[Stored data]

Issue #169, opened 2017-12-08
Handle lists and non-null properly


michi-covalent:
Hello,

Right now gql-gen doesn't check if `!` (non-nullable) applies to a list or elements inside the list:

https://github.com/dotansimha/graphql-code-generator/blob/f3f6e0aa4d482bf407e507267424e363d1d32758/packages/graphql-codegen-core/src/schema/resolve-type.ts#L10

As a result, the list is considered required even when it isn't:

GraphQL type | Expected Typescript Type | Actual Generated Type
------------ | ------------- | ------------- 
`[String]` | `(string \| null)[] \| null` | `string[] \| null`
`[String]!` | `(string \| null)[]` | `string[]`
`[String!]` | `string[] \| null` | `string[]`
`[String!]!`| `string[]` | `string[]`

More generally, GraphQL allows arbitrary nesting of list and non-null modifiers according to http://graphql.org/learn/schema/#lists-and-non-null .

shinyaohira:
I ran into the same problem.

FredyC:
Yea just encountered this too. Should be pretty simple fix seeing that code, something like `lastIndexOf(']!')` should be sufficient in my opinion.

Unfortunately, it feels like @dotansimha is rather busy lately, he is not responding to issues much. Looks like custom fork will be necessary, but that's going to be a pain considering monorepo structure.

FredyC:
I made the PR. It's a working solution, I have a rather big schema and nothing was broken by that change.

shinyaohira:
@FredyC Hi, I'd like to try your PR. Could you tell me a little bit about how to use it in my project.

package.json
```
"graphql-code-generator": "git://github.com/FredyC/graphql-code-generator.git#FredyC-patch-1",
```

I executed `yarn install`, but gql-gen command was not created in `./node_modules/.bin/`.

FredyC:
@shinyaohira I don't think you can do that because of a monorepo structure which includes multiple packages that need to be built. However, looks like that PR will be merged soon, just be a little patient :)

dotansimha:
Fixed in 0.8.16. Thanks @FredyC !

dotansimha:
Also, @shinyaohira, @FredyC is right, you can't use it from git. But you can compile it locally and try to use it this way...

shinyaohira:
@FredyC @dotansimha Thank you 🙌

PR #186, opened 2018-03-12
Handle lists and non-null properly

FredyC:
Quick and dirty fix for #169. I will try to publish custom fork to NPM soon unless @dotansimha will respond here. Anyone feeling for adding some tests for this?


FredyC:
Looks like there is actually wrong test written. In this case, a field should not be required. Should I change that or am I missing something here?

https://github.com/dotansimha/graphql-code-generator/blob/master/packages/graphql-codegen-core/tests/transform-fields.spec.ts#L131

dotansimha:
@FredyC Thank you! 
I think you are right, the test is incorrect. can you please change and, and then I'll merge and release a new version?

dotansimha:
Thanks @FredyC ! Great!

Issue #5238, opened 2020-12-11
@skip, @include directives are sometimes ignored


deftomat:
**Describe the bug**
 

`@skip` and `@include` directives are ignored when they are applied on "object".

Apollo server handles them correctly with no issue. 

Also, the example in GraphQL docs is basically the same: https://graphql.org/learn/queries/#directives

**Doesn't work - `chat` is required:**
```
query User($withChat: Boolean!) {
  user {
    name
    chat @include(if: $withChat) {
      unread
    }
  }
}
```

**Work as expected - `unread` is optional:**
```
query User($withChat: Boolean!) {
  user {
    name
    chat {
      unread @include(if: $withChat)
    }
  }
}
```

**Environment:**

```@graphql-codegen/typescript-operations@1.17.12```

dotansimha:
We can close this one, @gilgardosh fixed it :)

PR #5326, opened 2020-12-28
@skip, @include directives for objects

gilgardosh:
Related #5238

### DIFF
--- a/packages/plugins/flow/operations/tests/flow-documents.spec.ts
+++ b/packages/plugins/flow/operations/tests/flow-documents.spec.ts
@@ -1220,17 +1220,23 @@ describe('Flow Operations Plugin', () => {
 
         type User {
           id: String!
-          name: String
-          address: String!
+          name: String!
+          address: Address!
+        }
+
+        type Address {
+          city: String!
         }
       `);
 
       const ast = parse(/* GraphQL */ `
-        query user($showAddress: Boolean!) {
+        query user($showAddress: Boolean!, $showName: Boolean!) {
           user {
             id
-            name
-            address @include(if: $showAddress)
+            name @include(if: $showName)
+            address @include(if: $showAddress) {
+              city
+            }
           }
         }
       `);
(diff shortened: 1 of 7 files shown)


packages/plugins/flow/operations/tests/flow-documents.spec.ts
```diff
@@ -1251,9 +1257,13 @@ describe('Flow Operations Plugin', () => {
       expect(result).toBeSimilarStringTo(`
       export type UserQueryVariables = {
         showAddress: $ElementType<Scalars, 'Boolean'>,
+        showName: $ElementType<Scalars, 'Boolean'>,
       };
 
-      export type UserQuery = { user: $MakeOptional<$Pick<User, { id: *, name?: *, address: * }>, { address: * }> };
+      export type UserQuery = { user: ({
```
gilgardosh, line 1263: @dotansimha Please make sure that's the wanted outcome

dotansimha:
Thanks @gilgardosh , what about `preResolveTypes`? can you please add a test for it?

dotansimha:
Thanks @gilgardosh . as discussed offline - please clean it a bit and then we can merge :)

dotansimha:
Awesome work. thank you @gilgardosh !

packages/plugins/other/visitor-plugin-common/src/selection-set-to-object.ts
```diff
@@ -372,14 +372,15 @@ export class SelectionSetToObject<Config extends ParsedDocumentsConfig = ParsedD
...
 
       linkFields.push({
         alias: field.alias ? this._processor.config.formatNamedField(field.alias.value, selectedFieldType) : undefined,
-        name: this._processor.config.formatNamedField(field.name.value, selectedFieldType),
+        name: this._processor.config.formatNamedField(field.name.value, selectedFieldType, isConditional),
         type: realSelectedFieldType.name,
         selectionSet: this._processor.config.wrapTypeWithModifiers(
           selectionSet.transformSelectionSet().split(`\n`).join(`\n  `),
-          selectedFieldType
+          isConditional ? realSelectedFieldType : selectedFieldType
```
raysuelzer, line 383: Breaks arrays as this strips the interable wrapper (Array<T>) from the base type when in a directive. 

EG if people is a list: 
```
people @include(if: $withPeople) { 
 id
}
```
Result is that in typescript the output for People is no longer Maybe<Array<Person>> but just Maybe<Person>

PR #5392, opened 2021-01-13
Remove`request` from `@graphql-codegen/cli`.

wtgtybhertgeghgtwtg:
Please tell me if I am wrong, but it does not seem to be used.  Additionally, it is deprecated and Yarn gives a warning to that effect when installing `@graphql-codegen/cli`.


dotansimha:
You are right, great catch. 
thank you @wtgtybhertgeghgtwtg

wtgtybhertgeghgtwtg:
Thank you for merging.

PR #5412, opened 2021-01-16
[Typescript-mongodb] AvoidOptionals config in additionalFields

mtperessoni:
Hello guys!
Today i was working with typescript-mongodb and i faced with a "problem" in generated types. When i was using additionalFields in @entity directive i couldn't add a field as optional.
I realized that it is possible to add a field as optional just by adding optional chaining to the path. The problem with this is that the avoidOptionals config is not being considered.
So I made the fix, now it is possible to use the avoidOptionals with additionalFields. I added a test and also made a fix in the dos to help users who have the same problem.


dotansimha:
Thank you @mtperessoni , awesome work. Worth mentioning [this comment](https://github.com/dotansimha/graphql-code-generator/discussions/5393#discussioncomment-293264) in the context of this plugin.

PR #5414, opened 2021-01-17
fix(plugin: graphql-requests): Fix argument types in auto-generated methods

remew:
`GraphQLClient`'s `request` method accepts `Dom.RequestInit['headers']` parameter (it is same as `HeadersInit`).
but auto-generated methods accept `Headers` parameter only.
so I can not pass an object to that methods.
I fixed it.

### DIFF
--- a/.changeset/swift-rules-do.md
+++ b/.changeset/swift-rules-do.md
@@ -1,0 +1,5 @@
+---
+'@graphql-codegen/typescript-graphql-request': patch
+---
+
+fix(plugin: graphql-requests): Fix argument types in auto-generated methods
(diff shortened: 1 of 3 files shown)


dotansimha:
Thank you @remew , great catch!

lilred:
I'm on 3.0.1 and I'm still facing this issue. `graphql-request` version 3.4.0.

remew:
@lilred it is my careless mistake.
I will fix it and create new pull request as soon as possible.

workaround is replacing all `HeadersInit` to `Headers`  in auto-generated `.ts` files (or just use 3.0.0).

lilred:
I used 3.0.0 with the additional plugin `- add: import {Headers} from 'request';` and it works for me.

PR #5419, opened 2021-01-19
docs: remove back tick from description

smhmd:
I'm not sure if the intention was to link somewhere else.


dotansimha:
Thank you!

Issue #5334, opened 2020-12-29
expose react-query Query Keys to allow direct interactions with the cache


Merott:
**Is your feature request related to a problem? Please describe.**

react-query uses [Query Keys](https://react-query.tanstack.com/guides/query-keys) to manage caching. Methods like [setQueryData](https://react-query.tanstack.com/reference/QueryClient#queryclientsetquerydata) and [getQueryData](https://react-query.tanstack.com/reference/QueryClient#queryclientgetquerydata) need this key.

`typescript-react-query` automatically generates an array-based key, using the query names and variables. Sweet! 💯

The problem is that the key isn't exported from the generated file, which means we have to hard-code it in our own source files, and that can be fragile.

**Describe the solution you'd like**

Not sure what the best solution is here. Here's an idea though… Given this:

```ts
export const useCourses = <TData = CoursesData, TError = unknown>(
  variables?: CoursesVariables,
  options?: UseQueryOptions<CoursesData, TError, TData>,
) =>
  useQuery<CoursesData, TError, TData>(
    ['Courses', variables],
    fetcher<CoursesData, CoursesVariables>(CoursesDocument, variables),
    options,
  )
```

Can we attach a `getKey` method to the hook, like this?

```ts
useCourses.getKey = (variables?: CoursesVariables) => [
  'Courses',
  variables,
]
```

That way, instead of doing this in my React code:

```ts
// no strict typing, and hardcoded 'Courses' 👎
const COURSES_QUERY_KEY = ['Courses', { someVar: myVar }]
```

I can do this:

```ts
// strictly typed variables, and no hardcoded strings 👍
const COURSES_QUERY_KEY = useCourses.getKey({ someVar: myVar })
```

**Describe alternatives you've considered**

The above solution works, but we have to attach something to the hook itself, which isn't ideal.

The alternative would be to expose a method and accept the hook as an input parameter. Specifying strict typings for this would be quite tricky though.

<details>
<summary>See an example...</summary>

```ts
const COURSES_QUERY_KEY = getKey(useCourses, { someVar: myVar })

export const getKey = (
  // specifying the types will be complex -- union types?
  query,
  variables,
) => {
  switch (query) {
    case useCourses: {
      return ['Courses', variables]
    }

    case useAnotherQuery: {
      return ['AnotherQuery', variables]
    }

    default: {
      throw new Error('That was unexpected!')
    }
  }
}
```

</details>

---

[...]

PR #5423, opened 2021-01-19
Expose query keys for react-query (#5334)

andrei-datcu:
As suggested in https://github.com/dotansimha/graphql-code-generator/issues/5334

for each `useTestQuery` you'll get an ```useTestQuery.getKey = (variables: TestQueryVariables) => ['test', variables];```
This option can be turned on by setting `exposeQueryKeys: true` in config


dotansimha:
This is awesome work! Thank you so much @andrei-datcu !

Issue #5360, opened 2021-01-05
Enums are generated incorrectly for value with ' 


retyui:
**Describe the bug**

TS codegen don't escape `'` symbols in enum values (see sandbox)

```ts
export enum Foo {
  DoNot = 'Don't work' // invalid ts syntax
}
```

**To Reproduce**

https://codesandbox.io/s/billowing-platform-x7l8v?file=/types.ts

1. My GraphQL schema:

```js
const schema = new GraphQL.GraphQLSchema({
  query: new GraphQL.GraphQLObjectType({
    name: "Query",
    fields: {
      foo: {
        type: new GraphQL.GraphQLEnumType({
          name: "Foo",
          values: {
            DoNot: {
              value: "Don't work" // Hello am a buggy case
            }
          }
        })
      }
    }
  })
});
```

3. My `codegen.yml` config file:

```js
const config = {
  filename: outputPath,
  schemaAst: schema,
  plugins: [
    // Each plugin should be an object
    {
      typescript: {
        declarationKind: "interface"
      }
    }
  ],
  pluginMap: {
    typescript: typescriptPlugin
  }
}
```

**Expected behavior**

Should generate valid ts enum

```
export enum Foo {
  DoNot = 'Don\'t work' // the sterilizer should escape ' symbol
  DoNot = "Don't work" // or use " symbol for strings that includes ' symbols
}
```

**Environment:**

- OS: linux
- `@graphql-codegen/...`: latest
- NodeJS: 14

**Additional context**

dotansimha:
Fixed in: https://github.com/dotansimha/graphql-code-generator/pull/5432

dotansimha:
Fix available in `@graphql-codegen/typescript@1.20.1`

PR #5432, opened 2021-01-21
[typescript/flow] Escape enum values defined in GraphQLSchema correctly

dotansimha:
Related: https://github.com/dotansimha/graphql-code-generator/issues/5360

### DIFF
--- a/.changeset/silly-carpets-walk.md
+++ b/.changeset/silly-carpets-walk.md
@@ -1,0 +1,7 @@
+---
+'@graphql-codegen/visitor-plugin-common': patch
+'@graphql-codegen/flow': patch
+'@graphql-codegen/typescript': patch
+---
+
+Correctly escape enum values defined in the GraphQLSchema object
--- a/packages/plugins/other/visitor-plugin-common/src/enum-values.ts
+++ b/packages/plugins/other/visitor-plugin-common/src/enum-values.ts
@@ -3,6 +3,10 @@ import { GraphQLSchema, isEnumType, GraphQLEnumType } from 'graphql';
 import { DetailedError } from '@graphql-codegen/plugin-helpers';
 import { parseMapper } from './mappers';
 
+function escapeString(str: string) {
+  return str.replace(/\\/g, '\\\\').replace(/\n/g, '\\n').replace(/'/g, "\\'");
+}
+
 export function parseEnumValues({
   schema,
   mapOrStr = {},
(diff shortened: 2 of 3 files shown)


cometkim:
Hello @dotanSimha It seems that there is a type error not detected by TypeScript here.

https://github.com/cometkim/gatsby-plugin-typegen/issues/143

dotansimha:
Thanks @cometkim , working on a fix :)

dotansimha:
@cometkim should be fixed by https://github.com/dotansimha/graphql-code-generator/commit/7cc37da85feeaf1aee26fde49472d8136b0be2d2 , i'll release it in a few minutes :)

dotansimha:
@cometkim should be fixed in `@graphql-codegen/flow@1.18.4`, can you please try?

cometkim:
@dotansimha Is this change only affect flow? I guess @tony is using TypeScript.

@tony Can you please help to confirm this is fixed? or can you share your project configuration? I can't reproduce the issue in the latest version of the gatsby starter.

tony:
@cometkim I may not be able to get to this until tomorrow (same time)

When I do, Will there be a new version of `gatsby-plugin-typegen` to try again? Or should I pin `@graphql-codegen/flow`?

cometkim:
https://github.com/cometkim/gatsby-plugin-typegen/issues/143#issuecomment-767611740

dotansimha:
> @cometkim I may not be able to get to this until tomorrow (same time)
> 
> 
> 
> When I do, Will there be a new version of `gatsby-plugin-typegen` to try again? Or should I pin `@graphql-codegen/flow`?

Should fix both :)

cometkim:
@dotansimha Another issue reported on the same path. `[object Object]` appears in the stacktrace :thinking: 

https://github.com/cometkim/gatsby-plugin-typegen/issues/143#issuecomment-767681411

cometkim:
Hmm, I see...

https://github.com/dotansimha/graphql-code-generator/blob/49242c20cd985addba5f74442d435a527bdbe163/packages/plugins/other/visitor-plugin-common/src/types.ts#L21-L23

The definition of `EnumTypesMap` is telling that the value could be a number. I think this might be the case:

```js
new GraphQLEnumType({
  name: 'RGB',
  values: {
    RED: { value: 0 },
    GREEN: { value: 1 },
    BLUE: { value: 2 }
  }
});
```

The graphql-codegen core API does not restrict the inclusion of user-created enum objects in the input schema. We cannot assume that there will always be only strings.

cometkim:
https://graphql.org/graphql-js/type/#graphqlenumtype

> GraphQL serializes Enum values as strings, however internally Enums can be represented by any kind of type, often integers.

@dotansimha Can we provide meaningful artifacts even if it's not a string? Otherwise, I think it would be the correct behavior to ignore them all.

PR #5435, opened 2021-01-21
[React Query] Allow the custom fetcher to lazily receive mutation variables

andrei-datcu:
Currently the generated hooks use the custom fetcher in the following way:

query hooks: They invoke the fetcher inline. I.e you could **use react hooks in your fetcher**
mutation hooks: They create a lambda function that will invoke your fetcher at a later time, when react query performs your mutation. i.e you cannot use react hooks in your fetcher.

**Wait, why would you want to use react hooks in your fetcher?**
My usecase is rather simple: I have to inject some headers and the fetch url at runtime. So in order to not pass them to the queries and mutations everywhere in the code, I could keep them in a `ReactContext` and retrieve them through `useContext` in the fetcher.

**The solution**
This PR extends the `fetcher` option and allows one to pass an object with the following interface:
```
{
   func: string; // this is the custom identifier eg ./myFile#useMyFetcher
   lazyVariables?: bool // this specifies that useMyFetcher will not receive the query variables itself. *The async function it returns will receive those variables instead*
}
```
Omitting `lazyVariables` is equivalent to just passing the custom fetcher string and getting the old functionality.

If `lazyVariables` is `true`, then fetcher should look like this:

```
function useMyFetcher<TData, TVariables>(document: string) {
  // it's now safe to call any react hook here
  // ex:
  // const url = useContext(URLContext);
   return async (variables?: TVariables) {
      await fetch(...);
   }
}
```

### DIFF
--- a/.changeset/wicked-onions-complain.md
+++ b/.changeset/wicked-onions-complain.md
@@ -1,0 +1,5 @@
+---
+'@graphql-codegen/typescript-react-query': minor
+---
+
+Allow fetcher to receive variables lazily so it can use react hooks
--- a/packages/plugins/typescript/react-query/src/config.ts
+++ b/packages/plugins/typescript/react-query/src/config.ts
@@ -1,7 +1,7 @@
 import { RawClientSideBasePluginConfig } from '@graphql-codegen/visitor-plugin-common';
 
 export type HardcodedFetch = { endpoint: string; fetchParams?: Record<string, any> };
-export type CustomFetch = { func: string; lazyVariables?: boolean } | string;
+export type CustomFetch = { func: string; isReactHook?: boolean } | string;
 
 /**
  * @description This plugin generates `React-Query` Hooks with TypeScript typings.
--- a/packages/plugins/typescript/react-query/src/config.ts
+++ b/packages/plugins/typescript/react-query/src/config.ts
@@ -1,6 +1,7 @@
 import { RawClientSideBasePluginConfig } from '@graphql-codegen/visitor-plugin-common';
 
 export type HardcodedFetch = { endpoint: string; fetchParams?: Record<string, any> };
+export type CustomFetch = { func: string; lazyVariables?: boolean } | string;
 
 /**
  * @description This plugin generates `React-Query` Hooks with TypeScript typings.
@@ -28,7 +29,7 @@ export interface ReactQueryRawPluginConfig
    * - `file#identifier` - You can use custom fetcher method that should implement the exported `ReactQueryFetcher` interface. Example: `./my-fetcher#myCustomFetcher`.
    * - `graphql-request`: Will generate each hook with `client` argument, where you should pass your own `GraphQLClient` (created from `graphql-request`).
    */
-  fetcher?: 'fetch' | HardcodedFetch | 'graphql-request' | string;
+  fetcher?: 'fetch' | HardcodedFetch | 'graphql-request' | CustomFetch;
 
   /**
    * @default false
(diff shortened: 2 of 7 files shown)


dotansimha:
Thank you @andrei-datcu , a few notes:
1. Can you please rebase this PR? we added a few other changes, and it conflicts now.
2. Can you please add a changeset? (run `yarn changeset` and it will guide you)
3. Do we need to expect a breaking change here in mutations? what's the effect of these changes?

andrei-datcu:
Resolved conflicts and pushed the changeset.
@dotansimha: To answer your last question:
As long as the *options remain unchanged, the output remains unchanged*. So clients using the old `fetcher: "./myFile#myFetcher"` option will not see any difference in the generated code.

Whenever one uses `fetcher: {func: "./myFile#myFetcher", lazyVariables: true}` the generated code will look differently both for mutations and queries.

1) Queries
no lazy variables:
```
export const useTestQuery = <
          TData = TTestQuery,
          TError = unknown
        >(
          variables?: TTestQueryVariables,
          options?: UseQueryOptions<TTestQuery, TError, TData>
        ) =>
        useQuery<TTestQuery, TError, TData>(
          ['test', variables],
          myCustomFetcher<TTestQuery, TTestQueryVariables>(TestDocument, variables),
          options
        );
```

lazyVariables: true

```
export const useTestQuery = <
          TData = TTestQuery,
          TError = unknown
        >(
          variables?: TTestQueryVariables,
          options?: UseQueryOptions<TTestQuery, TError, TData>
        ) =>
        useQuery<TTestQuery, TError, TData>(
          ['test', variables],
          useCustomFetcher<TTestQuery, TTestQueryVariables>(TestDocument).bind(null, variables),
          options
        );
```

2) Mutations
no lazy variables:

```
export const useTestMutation = <
        TError = unknown,
        TContext = unknown
      >(options?: UseMutationOptions<TTestMutation, TError, TTestMutationVariables, TContext>) =>
      useMutation<TTestMutation, TError, TTestMutationVariables, TContext>(
        (variables?: TTestMutationVariables) => myCustomFetcher<TTestMutation, TTestMutationVariables>(TestDocument, variables)(),
        options
      );
```

lazyVariables: true

```
export const useTestMutation = <
        TError = unknown,
        TContext = unknown
      >(options?: UseMutationOptions<TTestMutation, TError, TTestMutationVariables, TContext>) =>
      useMutation<TTestMutation, TError, TTestMutationVariables, TContext>(
        useCustomFetcher<TTestMutation, TTestMutationVariables>(TestDocument),
        options
      );
```

dotansimha:
Sounds good, thank you for explaining it, @andrei-datcu ❤️ 
Any chance I can ask you for another rebase? (we are going to have a very interesting version of `react-query` plugin with many new features!)
We also need to document this new fetcher here:  https://github.com/dotansimha/graphql-code-generator/blob/master/website/docs/plugins/typescript-react-query.md

Thank you so much!

andrei-datcu:
@dotansimha Rebased and updated the documentation. While writing it, I did have some second thoughts with the parameter's name (`lazyVariables`). Do you think a more explicit name (eg. `isReactHook: true`) would make it more discoverable? `lazyVariables`'s advantage is its generality, yet I struggle to find out another use case for it apart from the hooks scenario.
I could change the name, your call.

dotansimha:
> @dotansimha Rebased and updated the documentation. While writing it, I did have some second thoughts with the parameter's name (`lazyVariables`). Do you think a more explicit name (eg. `isReactHook: true`) would make it more discoverable? `lazyVariables`'s advantage is its generality, yet I struggle to find another use case for it apart from the hooks scenario.
> I could change the name, your call.

I think `isReactHook` might be a better fit here? Just because it feels like more related to the actual behaviour change.

andrei-datcu:
@dotansimha Renamed it to `isReactHook`. Please let me know how it looks now :)

ardatan:
Thank you @andrei-datcu ! This seems a cool feature that adds more flexibility!

yassinebridi:
This is such a nice feature to have, thank you.

PR #5442, opened 2021-01-23
Documentation: Provide a dotenv example

jonathanstanley:
This extends the documentation on `dotenv` and adds a reminder that sensitive keys may be output into the generated code.


dotansimha:
Thank you @jonathanstanley ,
Can you please explain the note you added: `The env values will be saved in the generated code output.  Be careful not to commit code with sensitive keys.` ? We don't use the environment variables for the generated output, it's only for parsing the YAML config file.

jonathanstanley:
Ah, yes good question.  

In my case, it was a plugin that was reading the value and adding it to the output .ts to create a hard-coded fetcher with the `APIKEY` in the header.  Or if someone were to create a custom plugin, the possibility for those parsed dotenv values to find their way into the output might be overlooked.

It should probably be written as `may be` instead of `will be`.

ardatan:
Thanks @jonathanstanley !

Issue #5402, opened 2021-01-15
Using flow plugin produces `Maybe` type


ardok:
**Describe the bug**
```
    "@graphql-codegen/add": "^2.0.2",
    "@graphql-codegen/cli": "^1.20.0",
    "@graphql-codegen/flow": "^1.18.2",
    "@graphql-codegen/flow-operations": "^1.18.5",
```

```
schema: ./.graphql/schema.json
documents:
  - src/queries/*.js
generates:
  ./src/queries/types.js:
    plugins:
      - add:
          content:
            - '/* eslint-disable */'
            - '// @generated'
      - flow
      - flow-operations
    config:
      scalars:
        BigInt: number
      typesPrefix: Gql_
```

```
// this got generated, throwing error for flowtype
type $MakeOptional<T, K: Object> = $Diff<T, K> & $ObjMapi<$Rest<T, K>,<SubKey>(k: SubKey) => Maybe<$ElementType<T, SubKey>>>;
```

Flowtype error:
```
Error ┈┈┈┈┈┈┈┈┈┈┈┈┈┈┈┈┈┈┈┈┈┈┈┈┈┈┈┈┈┈┈┈┈┈┈┈┈┈┈┈┈┈┈┈┈┈┈┈┈┈ types.js:35:48

Cannot resolve name Maybe.

     32│   <Key>(k: Key) => $ElementType<Origin, Key>
     33│ >;
     34│ type $MakeOptional<T, K: Object> = $Diff<T, K> &
     35│   $ObjMapi<$Rest<T, K>, <SubKey>(k: SubKey) => Maybe<$ElementType<T, SubKey>>>;
     36│ export type Gql_UserQueryVariables = {};
     37│
     38│ export type Gql_UserQuery = {
```

**To Reproduce**
https://codesandbox.io/s/inspiring-sara-50zc9?file=/types.js

```
yarn generate
yarn flow
```

1. My GraphQL schema:

```graphql
type Query {
    user(id: ID!): User!
}

type User {
    id: ID!
    username: String!
    email: String!
}
```

2. My GraphQL operations:

```graphql
None
```

3. My `codegen.yml` config file:

```yml
schema: schema.graphql
documents: document.graphql
generates:
  types.js:
    plugins:
      - add:
          content:
            - '/* eslint-disable */'
            - '// @generated'
      - flow
      - flow-operations
    config:
      scalars:
        BigInt: number
      typesPrefix: Gql_
```

**Expected behavior**
[...]

PR #5448, opened 2021-01-25
fix(flow-operation): remove irrelevant `Maybe` definition

gilgardosh:
Related: #5402


dotansimha:
@gilgardosh thanks! 
1. Please fix ci
2. Add changeset

PR #5461, opened 2021-01-27
New Plugin: Urql Introspection

ardatan:


packages/plugins/other/urql-introspection/src/index.ts
```diff
@@ -0,0 +1,103 @@
+import { extname } from 'path';
+
+import { PluginFunction, PluginValidateFn, Types } from '@graphql-codegen/plugin-helpers';
+import { GraphQLSchema } from 'graphql';
+import { getIntrospectedSchema, minifyIntrospectionQuery } from '@urql/introspection';
+
+/**
+ * @description This plugin generates an introspection file but only with Interfaces and Unions, based on your GraphQLSchema.
+ *
+ * If you are using `urql` and your schema contains `interface` or `union` declaration, it's recommended to use provide an introspection to enable Schema Awareness.
```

__Goal of the exercise__
Copy out all lines above holding "includes".

__Result__
@shinyaohira I don't think you can do that because of a monorepo structure which includes multiple packages that need to be built. However, looks like that PR will be merged soon, just be a little patient :)
  DoNot = "Don't work" // or use " symbol for strings that includes ' symbols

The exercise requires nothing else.